Please determine how many lines of the material include the word "think", and respond with nothing but that number.
───── The input ─────
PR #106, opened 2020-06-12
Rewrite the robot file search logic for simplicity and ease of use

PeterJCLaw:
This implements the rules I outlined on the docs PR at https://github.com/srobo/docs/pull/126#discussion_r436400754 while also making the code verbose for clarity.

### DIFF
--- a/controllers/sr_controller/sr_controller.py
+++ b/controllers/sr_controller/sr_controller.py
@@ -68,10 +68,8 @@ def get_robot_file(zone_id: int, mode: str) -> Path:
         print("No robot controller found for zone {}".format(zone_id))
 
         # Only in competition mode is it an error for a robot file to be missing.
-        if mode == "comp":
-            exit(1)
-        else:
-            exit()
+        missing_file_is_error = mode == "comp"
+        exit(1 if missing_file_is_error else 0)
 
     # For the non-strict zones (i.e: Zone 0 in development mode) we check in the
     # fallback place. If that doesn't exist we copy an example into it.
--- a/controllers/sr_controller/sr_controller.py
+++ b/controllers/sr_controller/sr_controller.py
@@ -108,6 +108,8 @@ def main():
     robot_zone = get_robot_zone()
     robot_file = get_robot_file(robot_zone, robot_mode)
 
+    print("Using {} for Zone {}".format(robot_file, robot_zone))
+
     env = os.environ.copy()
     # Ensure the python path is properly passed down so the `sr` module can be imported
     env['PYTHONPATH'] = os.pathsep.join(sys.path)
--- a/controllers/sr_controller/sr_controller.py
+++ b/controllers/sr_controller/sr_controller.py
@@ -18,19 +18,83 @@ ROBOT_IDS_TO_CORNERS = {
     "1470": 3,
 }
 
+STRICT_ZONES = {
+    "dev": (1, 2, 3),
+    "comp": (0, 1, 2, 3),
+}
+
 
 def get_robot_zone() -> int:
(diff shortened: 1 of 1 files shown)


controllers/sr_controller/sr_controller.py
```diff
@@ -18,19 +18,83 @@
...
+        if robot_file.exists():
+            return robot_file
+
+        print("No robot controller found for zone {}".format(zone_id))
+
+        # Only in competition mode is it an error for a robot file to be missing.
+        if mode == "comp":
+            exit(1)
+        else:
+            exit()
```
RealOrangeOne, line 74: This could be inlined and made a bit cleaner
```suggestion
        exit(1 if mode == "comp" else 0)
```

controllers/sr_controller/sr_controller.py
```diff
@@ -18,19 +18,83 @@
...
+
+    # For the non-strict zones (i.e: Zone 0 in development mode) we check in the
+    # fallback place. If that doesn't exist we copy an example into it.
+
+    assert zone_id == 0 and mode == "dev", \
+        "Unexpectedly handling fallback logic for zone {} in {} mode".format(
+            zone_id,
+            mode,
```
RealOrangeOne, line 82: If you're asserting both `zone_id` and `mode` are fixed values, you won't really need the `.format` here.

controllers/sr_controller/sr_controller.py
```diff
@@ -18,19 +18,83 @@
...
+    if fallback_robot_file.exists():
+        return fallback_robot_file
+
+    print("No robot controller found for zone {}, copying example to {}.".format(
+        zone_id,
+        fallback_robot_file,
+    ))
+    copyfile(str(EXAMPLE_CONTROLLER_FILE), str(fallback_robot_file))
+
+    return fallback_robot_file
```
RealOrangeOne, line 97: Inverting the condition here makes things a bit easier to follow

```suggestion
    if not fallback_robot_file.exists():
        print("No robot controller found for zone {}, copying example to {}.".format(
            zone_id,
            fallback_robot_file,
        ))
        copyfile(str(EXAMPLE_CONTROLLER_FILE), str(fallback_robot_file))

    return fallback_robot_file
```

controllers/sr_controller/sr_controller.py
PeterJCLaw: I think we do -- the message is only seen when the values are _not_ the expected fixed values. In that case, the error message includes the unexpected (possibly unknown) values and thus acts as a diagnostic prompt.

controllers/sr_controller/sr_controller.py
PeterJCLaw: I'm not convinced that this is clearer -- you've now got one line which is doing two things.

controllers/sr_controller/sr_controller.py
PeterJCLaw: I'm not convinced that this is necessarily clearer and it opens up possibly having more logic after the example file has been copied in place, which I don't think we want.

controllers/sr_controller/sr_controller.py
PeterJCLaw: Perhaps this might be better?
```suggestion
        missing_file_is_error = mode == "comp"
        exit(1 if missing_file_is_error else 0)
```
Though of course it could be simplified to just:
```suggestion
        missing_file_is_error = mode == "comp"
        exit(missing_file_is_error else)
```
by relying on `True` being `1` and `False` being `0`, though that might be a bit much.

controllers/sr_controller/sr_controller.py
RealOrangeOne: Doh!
─────
───── The input ─────
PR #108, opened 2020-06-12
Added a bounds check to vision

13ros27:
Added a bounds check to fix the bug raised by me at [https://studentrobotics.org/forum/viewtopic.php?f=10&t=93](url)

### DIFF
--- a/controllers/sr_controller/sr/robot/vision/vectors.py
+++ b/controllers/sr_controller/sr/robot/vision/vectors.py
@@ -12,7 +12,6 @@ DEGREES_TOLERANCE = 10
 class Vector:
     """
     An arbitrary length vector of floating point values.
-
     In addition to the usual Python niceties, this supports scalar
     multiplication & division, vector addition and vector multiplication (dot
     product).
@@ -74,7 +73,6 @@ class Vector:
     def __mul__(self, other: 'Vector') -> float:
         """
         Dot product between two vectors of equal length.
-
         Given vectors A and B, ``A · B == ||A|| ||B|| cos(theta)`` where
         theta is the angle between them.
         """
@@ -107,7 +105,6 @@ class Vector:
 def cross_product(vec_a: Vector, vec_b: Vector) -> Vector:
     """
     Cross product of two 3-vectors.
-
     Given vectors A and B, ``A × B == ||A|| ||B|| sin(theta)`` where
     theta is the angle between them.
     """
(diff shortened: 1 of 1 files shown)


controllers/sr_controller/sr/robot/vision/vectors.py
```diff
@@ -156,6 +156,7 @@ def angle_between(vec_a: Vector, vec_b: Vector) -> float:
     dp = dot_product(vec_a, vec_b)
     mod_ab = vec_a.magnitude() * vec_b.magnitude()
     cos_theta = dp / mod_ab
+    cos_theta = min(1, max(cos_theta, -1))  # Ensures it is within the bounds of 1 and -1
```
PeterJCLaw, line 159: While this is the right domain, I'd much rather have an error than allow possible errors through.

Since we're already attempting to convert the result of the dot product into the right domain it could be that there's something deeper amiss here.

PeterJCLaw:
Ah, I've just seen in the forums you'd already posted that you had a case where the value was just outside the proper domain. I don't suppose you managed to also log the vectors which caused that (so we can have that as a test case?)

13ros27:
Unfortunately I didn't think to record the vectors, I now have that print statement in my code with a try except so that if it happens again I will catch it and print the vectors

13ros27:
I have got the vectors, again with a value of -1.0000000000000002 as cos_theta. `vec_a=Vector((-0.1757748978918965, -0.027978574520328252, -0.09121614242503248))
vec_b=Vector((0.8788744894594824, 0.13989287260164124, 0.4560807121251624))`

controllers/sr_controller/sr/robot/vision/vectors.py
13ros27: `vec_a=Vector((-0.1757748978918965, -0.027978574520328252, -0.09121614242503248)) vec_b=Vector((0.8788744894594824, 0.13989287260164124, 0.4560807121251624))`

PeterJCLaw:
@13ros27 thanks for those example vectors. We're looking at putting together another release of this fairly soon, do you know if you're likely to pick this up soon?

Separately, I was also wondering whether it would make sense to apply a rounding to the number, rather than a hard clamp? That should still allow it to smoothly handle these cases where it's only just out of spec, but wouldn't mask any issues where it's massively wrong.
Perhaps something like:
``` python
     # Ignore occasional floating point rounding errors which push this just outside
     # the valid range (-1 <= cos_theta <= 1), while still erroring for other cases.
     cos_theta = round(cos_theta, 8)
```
─────
_Task response:_
3